→ **Dataset entries**:
# # #

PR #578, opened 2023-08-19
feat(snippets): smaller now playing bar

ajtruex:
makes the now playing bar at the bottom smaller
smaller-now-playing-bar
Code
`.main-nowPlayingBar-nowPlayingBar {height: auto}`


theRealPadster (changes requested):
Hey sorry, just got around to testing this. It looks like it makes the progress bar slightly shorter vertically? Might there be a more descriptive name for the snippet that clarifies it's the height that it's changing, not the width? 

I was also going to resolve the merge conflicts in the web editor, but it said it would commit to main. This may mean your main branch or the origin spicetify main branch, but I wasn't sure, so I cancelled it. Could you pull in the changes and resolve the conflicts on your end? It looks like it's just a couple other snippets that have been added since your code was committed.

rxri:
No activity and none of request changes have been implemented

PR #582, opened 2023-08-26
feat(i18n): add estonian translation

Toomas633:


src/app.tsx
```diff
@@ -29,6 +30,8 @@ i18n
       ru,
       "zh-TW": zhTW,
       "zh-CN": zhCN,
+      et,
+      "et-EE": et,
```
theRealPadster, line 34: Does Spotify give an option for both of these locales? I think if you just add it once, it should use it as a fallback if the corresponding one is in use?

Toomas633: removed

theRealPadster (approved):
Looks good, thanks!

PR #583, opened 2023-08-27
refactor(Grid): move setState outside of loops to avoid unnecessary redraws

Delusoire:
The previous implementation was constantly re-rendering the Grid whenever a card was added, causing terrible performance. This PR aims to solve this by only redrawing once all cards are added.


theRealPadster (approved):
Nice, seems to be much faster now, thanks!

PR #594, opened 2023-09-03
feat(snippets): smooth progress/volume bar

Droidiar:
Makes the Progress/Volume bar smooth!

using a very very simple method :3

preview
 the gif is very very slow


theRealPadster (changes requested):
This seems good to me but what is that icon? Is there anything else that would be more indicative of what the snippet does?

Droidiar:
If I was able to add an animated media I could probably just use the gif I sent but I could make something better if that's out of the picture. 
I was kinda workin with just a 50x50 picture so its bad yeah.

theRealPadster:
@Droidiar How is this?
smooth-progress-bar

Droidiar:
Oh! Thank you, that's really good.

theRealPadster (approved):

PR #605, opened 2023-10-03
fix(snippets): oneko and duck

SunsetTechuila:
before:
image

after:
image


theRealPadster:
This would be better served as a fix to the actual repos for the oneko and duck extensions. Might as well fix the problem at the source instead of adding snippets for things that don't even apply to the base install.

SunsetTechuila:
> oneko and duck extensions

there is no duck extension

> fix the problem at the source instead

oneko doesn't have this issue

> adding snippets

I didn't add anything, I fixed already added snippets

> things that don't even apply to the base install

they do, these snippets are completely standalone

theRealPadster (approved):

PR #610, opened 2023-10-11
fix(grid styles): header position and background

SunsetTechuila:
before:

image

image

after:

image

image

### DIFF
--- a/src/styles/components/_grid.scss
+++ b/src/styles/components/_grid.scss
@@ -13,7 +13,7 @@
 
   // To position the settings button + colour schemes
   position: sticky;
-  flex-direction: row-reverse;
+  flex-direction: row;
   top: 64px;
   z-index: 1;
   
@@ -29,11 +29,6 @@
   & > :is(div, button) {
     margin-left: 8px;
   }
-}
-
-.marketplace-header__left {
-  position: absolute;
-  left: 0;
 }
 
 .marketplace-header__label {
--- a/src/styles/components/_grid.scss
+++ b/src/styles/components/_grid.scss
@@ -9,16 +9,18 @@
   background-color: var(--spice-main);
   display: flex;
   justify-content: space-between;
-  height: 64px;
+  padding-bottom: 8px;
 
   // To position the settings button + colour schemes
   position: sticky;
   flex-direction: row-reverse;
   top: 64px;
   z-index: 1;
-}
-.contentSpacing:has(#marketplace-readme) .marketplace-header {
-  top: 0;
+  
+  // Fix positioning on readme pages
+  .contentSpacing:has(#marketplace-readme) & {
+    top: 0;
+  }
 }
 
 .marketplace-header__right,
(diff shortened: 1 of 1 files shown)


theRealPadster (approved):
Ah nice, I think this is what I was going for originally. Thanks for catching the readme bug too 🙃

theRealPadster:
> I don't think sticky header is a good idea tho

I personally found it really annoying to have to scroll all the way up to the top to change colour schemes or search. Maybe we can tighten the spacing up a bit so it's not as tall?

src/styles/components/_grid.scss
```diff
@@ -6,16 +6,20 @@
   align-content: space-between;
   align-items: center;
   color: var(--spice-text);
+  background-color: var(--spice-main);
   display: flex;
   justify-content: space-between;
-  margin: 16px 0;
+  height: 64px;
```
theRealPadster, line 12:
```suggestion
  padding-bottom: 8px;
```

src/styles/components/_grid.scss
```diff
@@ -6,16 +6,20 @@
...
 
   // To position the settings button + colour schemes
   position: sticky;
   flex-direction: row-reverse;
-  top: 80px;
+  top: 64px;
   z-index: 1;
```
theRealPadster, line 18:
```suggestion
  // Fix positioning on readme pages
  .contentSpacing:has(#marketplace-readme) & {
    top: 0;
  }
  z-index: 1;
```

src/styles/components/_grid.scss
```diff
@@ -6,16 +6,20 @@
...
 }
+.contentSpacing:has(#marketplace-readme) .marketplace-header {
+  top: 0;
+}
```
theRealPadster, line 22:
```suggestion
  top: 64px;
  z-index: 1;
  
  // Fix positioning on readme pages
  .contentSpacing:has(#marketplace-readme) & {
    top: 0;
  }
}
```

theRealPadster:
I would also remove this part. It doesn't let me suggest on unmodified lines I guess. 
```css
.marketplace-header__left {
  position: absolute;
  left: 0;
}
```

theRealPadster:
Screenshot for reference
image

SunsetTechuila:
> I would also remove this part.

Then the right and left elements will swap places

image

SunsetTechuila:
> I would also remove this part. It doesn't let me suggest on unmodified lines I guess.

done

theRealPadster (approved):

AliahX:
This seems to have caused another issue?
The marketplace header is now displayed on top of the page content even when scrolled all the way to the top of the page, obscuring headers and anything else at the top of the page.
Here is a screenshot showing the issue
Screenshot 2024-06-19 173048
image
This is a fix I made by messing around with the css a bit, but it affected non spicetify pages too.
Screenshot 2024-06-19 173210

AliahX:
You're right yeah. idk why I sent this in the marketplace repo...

# # #

→ **Your goal**: Could you transcribe the entries exactly, from the first line through the line containing "Hey sorry, just", and give nothing more?

→ **Exercise answer**:
PR #578, opened 2023-08-19
feat(snippets): smaller now playing bar

ajtruex:
makes the now playing bar at the bottom smaller
smaller-now-playing-bar
Code
`.main-nowPlayingBar-nowPlayingBar {height: auto}`


theRealPadster (changes requested):
Hey sorry, just got around to testing this. It looks like it makes the progress bar slightly shorter vertically? Might there be a more descriptive name for the snippet that clarifies it's the height that it's changing, not the width? 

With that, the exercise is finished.